[[ Source data open ]]

PR #986, opened 2026-03-16
feat: add sandbox UI types, API service, and utilities

Ladas:
## Summary
- AgentLoop type definitions for structured reasoning loop events
- Sandbox session types (SandboxConfig, SandboxSession, etc.)
- Integration, FileBrowser, PodStorage types
- API service extensions: sandbox, sidecar, analytics endpoints
- Utilities: loopBuilder (event processing), historyPairing (message matching), loopFormatting
- Component barrel exports, dark mode CSS

9 files | Part of Sandbox Agent streaming PR series

### DIFF
--- a/kagenti/ui-v2/src/services/api.ts
+++ b/kagenti/ui-v2/src/services/api.ts
@@ -11,6 +11,16 @@ import type {
   Tool,
   ToolDetail,
   ApiListResponse,
+  Integration,
+  IntegrationDetail,
+  IntegrationProvider,
+  IntegrationAgentRef,
+  IntegrationWebhook,
+  IntegrationSchedule,
+  IntegrationAlert,
+  FileEntry,
+  FileContent,
+  PodStorageStats,
 } from '@/types';
 
 // API configuration
@@ -38,6 +48,18 @@ export function setTokenGetter(getter: () => Promise<string | null>): void {
  */
 export function setTokenForceRefresher(refresher: () => Promise<string | null>): void {
   tokenForceRefresher = refresher;
+}
+
+/**
+ * Error class that preserves the HTTP status code from API responses.
+ */
+export class ApiError extends Error {
+  status: number;
+  constructor(message: string, status: number) {
+    super(message);
+    this.name = 'ApiError';
+    this.status = status;
+  }
 }
 
 /**
@@ -106,8 +128,9 @@ async function apiFetch<T>(
 
   if (!response.ok) {
     const errorData = await response.json().catch(() => ({}));
-    throw new Error(
-      errorData.detail || `API error: ${response.status} ${response.statusText}`
+    throw new ApiError(
+      errorData.detail || `API error: ${response.status} ${response.statusText}`,
+      response.status
     );
   }
 
@@ -656,6 +679,44 @@ export const configService = {
 };
 
 /**
+ * Session Graph types and service (Session E)
+ */
+export interface GraphNode {
+  id: string;
+  agent: string;
+  status: 'running' | 'completed' | 'failed' | 'pending';
+  mode: 'root' | 'in-process' | 'shared-pvc' | 'isolated' | 'sidecar';
+  tier: string;
+  started_at: string | null;
+  duration_ms: number;
+  task_summary: string;
+}
+
+export interface GraphEdge {
+  from: string;
+  to: string;
+  mode: 'in-process' | 'shared-pvc' | 'isolated' | 'sidecar';
+  task: string;
+}
+
+export interface SessionGraphData {
+  root: string;
+  nodes: GraphNode[];
+  edges: GraphEdge[];
+}
+
+export const sessionGraphService = {
+  async getGraph(
+    namespace: string,
+    contextId: string
+  ): Promise<SessionGraphData> {
+    return apiFetch(
+      `/chat/${encodeURIComponent(namespace)}/sessions/${encodeURIComponent(contextId)}/graph`
+    );
+  },
+};
+
+/**
  * Chat service for A2A agent communication
  */
 export const chatService = {
@@ -675,9 +736,16 @@ export const chatService = {
       examples?: string[];
     }>;
   }> {
-    return apiFetch(
-      `/chat/${encodeURIComponent(namespace)}/${encodeURIComponent(name)}/agent-card`
-    );
+    try {
+      return await apiFetch(
+        `/chat/${encodeURIComponent(namespace)}/${encodeURIComponent(name)}/agent-card`
+      );
+    } catch {
+      // Fallback: sandbox endpoint (direct port 8000, no AuthBridge retry)
+      return apiFetch(
+        `/sandbox/${encodeURIComponent(namespace)}/agent-card/${encodeURIComponent(name)}`
+      );
+    }
   },
 
   async sendMessage(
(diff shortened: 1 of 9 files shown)


kagenti/ui-v2/src/utils/loopBuilder.ts
```diff
@@ -0,0 +1,606 @@
...
+ * and history reconstruction.
+ *
+ * Event routing is category-based: the event type is looked up in
+ * EVENT_CATALOG to determine its category, then dispatched to a
+ * per-category handler function.
+ */
+export function applyLoopEvent(loop: AgentLoop, le: LoopEvent): AgentLoop {
+  // Normalize: agent may emit plan_step or current_step
+  if (le.plan_step != null && le.current_step == null) {
+    le.current_step = le.plan_step;
```
pdettori: **must-fix**: `applyLoopEvent` directly mutates the caller's event object here:

```ts
le.current_step = le.plan_step;  // mutates input
```

The JSDoc declares this a _"pure function — safe for React state."_ If a caller retains the original event (e.g. history replay or logging), the alias is silently applied in-place, causing inconsistent behaviour on a second pass.

Fix: spread before normalizing:
```ts
const le2 = le.plan_step != null && le.current_step == null
  ? { ...le, current_step: le.plan_step }
  : le;
```
Then use `le2` throughout the function body.

kagenti/ui-v2/src/utils/loopBuilder.ts
```diff
@@ -0,0 +1,606 @@
...
+    const loopId = evt.loop_id;
+    if (!loopId) continue;
+    const prev = loops.get(loopId) || createDefaultAgentLoop(loopId);
+    loops.set(loopId, applyLoopEvent(prev, evt));
+  }
+  // Mark loops as done or failed based on whether they completed
+  for (const [, loop] of loops) {
+    const hasReporter = loop.steps.some((s) => s.nodeType === 'reporter');
+    if (hasReporter) {
+      loop.status = 'done';
```
pdettori, line 588: **must-fix**: `buildAgentLoops` directly mutates `AgentLoop` and `AgentLoopStep` objects that live in the Map (e.g. `loop.status = 'done'`, `step.status = 'failed'`, `loop.steps.sort(...)`). This is inconsistent with the immutable pattern used in `applyLoopEvent` and can cause subtle React rendering bugs if callers hold references into the Map.

Use spread/copy instead:
```ts
loops.set(loopId, {
  ...loop,
  status: 'done',
  steps: [...loop.steps].sort((a, b) => a.index - b.index).map(s =>
    (s.status === 'running' || s.status === 'pending') ? { ...s, status: 'done' } : s
  ),
});
```

kagenti/ui-v2/src/services/api.ts
```diff
@@ -702,3 +770,650 @@ export const chatService = {
...
+
+/**
+ * Models service for fetching available LLM models from LiteLLM
+ */
+export const modelsService = {
+  async getAvailableModels(): Promise<Array<{id: string}>> {
+    return apiFetch<Array<{id: string}>>('/models');
+  },
+  async getAgentModels(namespace: string, agentName: string): Promise<Array<{id: string}>> {
+    return apiFetch<Array<{id: string}>>(`/llm/agent-models/${namespace}/${agentName}`);
```
pdettori: **must-fix**: `namespace` and `agentName` are embedded in the URL without `encodeURIComponent`. Every other path-segment interpolation in this file uses it. If either value contains `/`, `?`, `#`, or other reserved characters this will produce a broken URL.

```ts
// Fix:
return apiFetch<Array<{id: string}>>(
  `/llm/agent-models/${encodeURIComponent(namespace)}/${encodeURIComponent(agentName)}`
);
```

kagenti/ui-v2/src/services/api.ts
```diff
@@ -702,3 +770,650 @@ export const chatService = {
...
+  },
+
+  async getChildSessions(namespace: string, contextId: string): Promise<Array<{
+    context_id: string;
+    agent_name: string;
+    title: string;
+    state: string;
+    timestamp: string;
+  }>> {
+    const response = await apiFetch<{items: Array<Record<string, unknown>>}>(
```
pdettori, line 969: **suggestion**: This fetches with a hard-coded `limit=100` and then filters client-side by `parent_context_id`. If a namespace has more than 100 sessions, child sessions beyond the first page will be silently missed.

Either pass `parent_context_id` as a server-side query param (if the backend supports it), paginate until exhausted, or add a comment documenting the 100-session cap.

kagenti/ui-v2/src/services/api.ts
```diff
@@ -702,3 +770,650 @@ export const chatService = {
...
+    );
+  },
+
+  async getFileContent(
+    namespace: string,
+    agentName: string,
+    filePath: string,
+    contextId?: string
+  ): Promise<FileContent> {
+    if (contextId) {
```
pdettori, line 1094: **suggestion**: When `contextId` is provided, both `listDirectory` and `getFileContent` construct the exact same URL:
```
/sandbox/{ns}/files/{agent}/{contextId}?path={path}
```
Yet they declare different return types (`{ entries: FileEntry[] }` vs `FileContent`). The backend must distinguish these somehow — if the response shape is always the same, one of the callers will silently receive the wrong runtime type. Consider adding a discriminator like `?type=list` / `?type=content`, or a comment confirming how the backend distinguishes them.

kagenti/ui-v2/src/services/api.ts
```diff
@@ -675,9 +736,16 @@ export const chatService = {
...
-      `/chat/${encodeURIComponent(namespace)}/${encodeURIComponent(name)}/agent-card`
-    );
+    try {
+      return await apiFetch(
+        `/chat/${encodeURIComponent(namespace)}/${encodeURIComponent(name)}/agent-card`
+      );
+    } catch {
+      // Fallback: sandbox endpoint (direct port 8000, no AuthBridge retry)
+      return apiFetch(
+        `/sandbox/${encodeURIComponent(namespace)}/agent-card/${encodeURIComponent(name)}`
```
pdettori, line 746: **suggestion**: The `catch {}` block here (and the identical pattern in `graphCardService.fetchGraphCard`) silently retries on *any* error — including 401 Unauthorized, 500 Internal Server Error, and network timeouts. This can mask real failures that are not "agent unavailable" conditions.

Consider narrowing to specific statuses:
```ts
} catch (err) {
  if (err instanceof ApiError && (err.status === 404 || err.status === 503)) {
    return apiFetch(...);
  }
  throw err;
}
```

pdettori (changes requested):
## Review Summary

This PR adds a large, well-structured foundation for the sandbox UI — types, API client methods, and loop-event processing utilities. The `EVENT_CATALOG` + exhaustiveness check pattern in `loopBuilder.ts` is excellent, and the new `ApiError` class preserving HTTP status is a real improvement over the previous generic `Error`.

Three must-fix issues before merge:
1. Mutation of the `le` input in `applyLoopEvent` — breaks the stated pure-function contract and could cause subtle history-replay bugs
2. In-place mutation of loop/step objects in `buildAgentLoops` — inconsistent with the immutable state model used throughout
3. Missing `encodeURIComponent` in `modelsService.getAgentModels`

**Areas reviewed**: TypeScript (types, API service, utils), CSS, commit conventions, security  
**CI status**: All checks passing ✓  
**Commits**: 6 commits, all signed-off ✓

pdettori (approved):
/lgtm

[[ Source data closed ]]

◆ Aim of the task ◆
Above is a listing; report how many of its lines include the word "running", giving the number only.

◆ Response ◆
2